Here’s an example, and implicit definition, of what cope means. It’s a quote from a finance site:

Bill Gross ‘talks his book’ by endorsing government capture of the mortgage mkt at the long-term expense of everyone else.
The billionaire bond king has never been above using his fame to push forward political/economic policy that advances his positions in the fixed income markets.

I.e., “talking his book” means “preaching the doctrines he is famous for.” It doesn’t mean (although it originally did, at one time referring to authors being interviewed on talk shows) pumping an actual BOOK.

Roger Knights
October 19, 2010 12:11 pm

Oops, I should have outdented that last paragraph, not indented it.

Roger Knights
October 19, 2010 12:18 pm

Brendan H says:
The fact remains that if you want to generate publicity for a cause, you need a credible spokesperson, ie one who has some expertise and experience in the subject, otherwise the appeal falls flat.

Roger Knights: “All you need is a sympathetic “poster child” to rouse public indignation or sympathy, such as the food-lot farm family being evicted in Australia, or a spunky whistleblower like the Erin Brockovich…”

Brendan H says:
October 17, 2010 at 11:46 pm
Whether Lewis can become a “poster child” for the climate sceptics’ cause remains to be seen, but his resignation letter comes across more as peevish and disgruntled than spirited and uplifting.
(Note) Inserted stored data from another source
PR #5956, opened 2025-10-11
Backend Form: hide locale indicator for `ruler` field (align with `section`/`hint`)

burzuy:
**Problem:** In a translatable context (e.g., Tailor with `multisite: sync`), the `ruler` field shows a locale badge next to its generic label, even though it’s a structural (non-data) field. `section` and `hint` don’t show the badge because they render their own headers in their partials.

**Solution:** Make `ruler` behave like `section`/`hint`:

* Don’t render the generic label for `ruler` (so the locale badge doesn’t appear).
* If `label`/`comment` are set, render them inside `field_ruler.htm` (local to the field, no locale badge).

**Changes:**

1. `modules/backend/widgets/Form.php` — add `ruler` to the exclusions in `showFieldLabels()` (generic label not rendered).
2. `modules/backend/widgets/form/partials/field_ruler.htm` — render:

   * `<label for="…"
     class="form-label">…</label>` when `label` is provided;
   * `<hr>`;
   * `<p class="form-text">…</p>` when `comment` is provided (respects `commentHtml`).

**Why:** `ruler` is structural; showing a translation badge is misleading. This aligns UI with existing `section`/`hint` behavior. No data/schema/save logic is affected.

**Reproduction (before fix):**

1. Blueprint with `multisite: sync`.
2. Field:

   ```yaml
   _r:
     type: ruler
     label: TEST
   ```
3. Locale badge appears next to the label.

**Expected (after fix):** No locale badge for `ruler`; `label`/`comment` render correctly inside the field’s partial.

**Backward compatibility:** No changes for regular input fields; UI-only adjustment for the structural `ruler` field.

### DIFF
--- a/modules/backend/widgets/Form.php
+++ b/modules/backend/widgets/Form.php
@@ -1065,7 +1065,7 @@ class Form extends WidgetBase implements FormElement
      */
     protected function showFieldLabels(FormField $field): bool
     {
-        if (in_array($field->type, ['checkbox', 'switch', 'section', 'hint', 'rule'])) {
+        if (in_array($field->type, ['checkbox', 'switch', 'section', 'hint', 'ruler'])) {
             return false;
         }
 
--- a/modules/backend/widgets/Form.php
+++ b/modules/backend/widgets/Form.php
@@ -1065,7 +1065,7 @@ class Form extends WidgetBase implements FormElement
      */
     protected function showFieldLabels(FormField $field): bool
     {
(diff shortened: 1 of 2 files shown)


daftspunk:
Thanks for this. The field name is **ruler** instead of **rule**

burzuy:
Thank you for the note. I’ve updated it to ruler in showFieldLabels() and adjusted the markup in field_ruler.htm (container class field-horizontalrule). Changes have been pushed.

daftspunk:
Thanks!

PR #307, opened 2018-08-13
Graphics and UI overhaul

vampcat:
Building upon Adri's work, this PR makes the ui and content drawn on screen resolution-agnostic.

PR #311, opened 2018-09-19
Graphics overhaul, better git history

Adrijaned:
Hopefully replaces #307

### DIFF
--- a/engine/src/main/java/org/destinationsol/game/SolCam.java
+++ b/engine/src/main/java/org/destinationsol/game/SolCam.java
@@ -20,12 +20,15 @@ import com.badlogic.gdx.graphics.OrthographicCamera;
 import com.badlogic.gdx.math.Matrix4;
 import com.badlogic.gdx.math.Vector2;
 import com.badlogic.gdx.math.Vector3;
+import com.badlogic.gdx.utils.viewport.ScreenViewport;
 import org.destinationsol.Const;
+import org.destinationsol.SolApplication;
 import org.destinationsol.common.SolColor;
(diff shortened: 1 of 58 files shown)


GooeyHub:

engine/src/main/java/org/destinationsol/game/SolCam.java
```diff
@@ -110,6 +117,8 @@ public void updateMap(SolGame game) {
         myZoom = SolMath.approach(myZoom, desiredZoom, ZOOM_CHG_SPD * ts);
         applyZoom(game.getMapDrawer());
         myCam.update();
+        viewport.update(Gdx.graphics.getWidth(), -Gdx.graphics.getHeight());
```
vampcat: Use displayDimensions here (and in the next line) instead of using Gdx.graphics.whatever

engine/src/main/java/org/destinationsol/game/sound/OggMusicManager.java
```diff
@@ -0,0 +1,95 @@
+/*
```
vampcat: Why are we messing around with sound files? (There are 5 sounds files here that shouldn't be)

engine/src/main/java/org/destinationsol/game/SolCam.java
Cervator: Fixed, I think, with #321

Cervator:
Now hopefully replaced with #321 ! Conflicts scary. Apply tractor + plow to conflicts. Then sleep.

PR #315, opened 2018-10-01
Display helpfuller err msg on malformed ship JSON

Adrijaned:
During GCI, lots of students will probably make lots of new ships, which will be broken in lots of not-so-original ways. With this PR merged in, the error displayed then might at least hint some of them what's wrong with their ships.


GooeyHub:

PR #317, opened 2018-10-02
fix regression introduced by #281: red target crosshair now draws again

### LINKED ISSUE #306: Aiming cross not being displayed
When approaching enemy ships, your ship's weapon auto-targets the closest ship up to some distance. The auto-targeting works, but not showing the visual indicator of it ([here to be seen](https://github.com/MovingBlocks/DestinationSol/blob/develop/engine/src/main/resources/assets/textures/ui/uiBeaconAttack.png))

Avalancs:
fixes #306 

# Root cause
the order of the systems update() calls changed, and mountDetectDrawer needs to go before beaconHandler for the red target crosshair to work.

# How to test
Start the game, use the first laser, or any weapon that can rotate on the player ship, and approach an enemy. You should see a red crosshair behind the enemy station/ship

### DIFF
--- a/engine/src/main/java/org/destinationsol/game/SolGame.java
+++ b/engine/src/main/java/org/destinationsol/game/SolGame.java
@@ -58,6 +58,7 @@ import org.slf4j.Logger;
 import org.slf4j.LoggerFactory;
 
 import java.util.ArrayList;
+import java.util.Arrays;
 import java.util.List;
 
 public class SolGame {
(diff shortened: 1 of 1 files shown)


GooeyHub:

Cervator:
Went ahead and merged while adding `drawableDebugger` back in, in case it was an oversight. If not just make a sound on chat @Avalancs and we can revisit :-) Thanks!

That’s how the curia saw Luther’s note.

As I say, I think this will go the way of the “Hansen’s superior’s” story. Now what was that guy’s name? Something chemical-sounding. Ozone, freon, neon?

No one ever claimed that was a Luther-like moment! (I hope.)

Roger Knights
October 19, 2010 12:34 pm

I wrote a couple of posts above, “I.e., “talking his book” means “preaching the doctrines he is famous for.””
Another more succinct synonym would be “riding his hobbyhorse.” E.g., if you asked Karl Marx about the price of peas in Peru (or any topic under the sun), sure as shootin’ you’d get some leftist screed.

cope
October 19, 2010 1:50 pm

Roger,
Thank you – that is very well put. Hopefully your explanation will be better understood by David Ropeik as he clearly had difficult with my original comment (somewhat surprising for someone with a masters in journalism from a very good j-school). I thought I made my view quite clear with my quote from Maslow (“He that is good with a hammer tends to think everything is a nail.”) I never accused Mr. Ropeik of trying to hawk his book.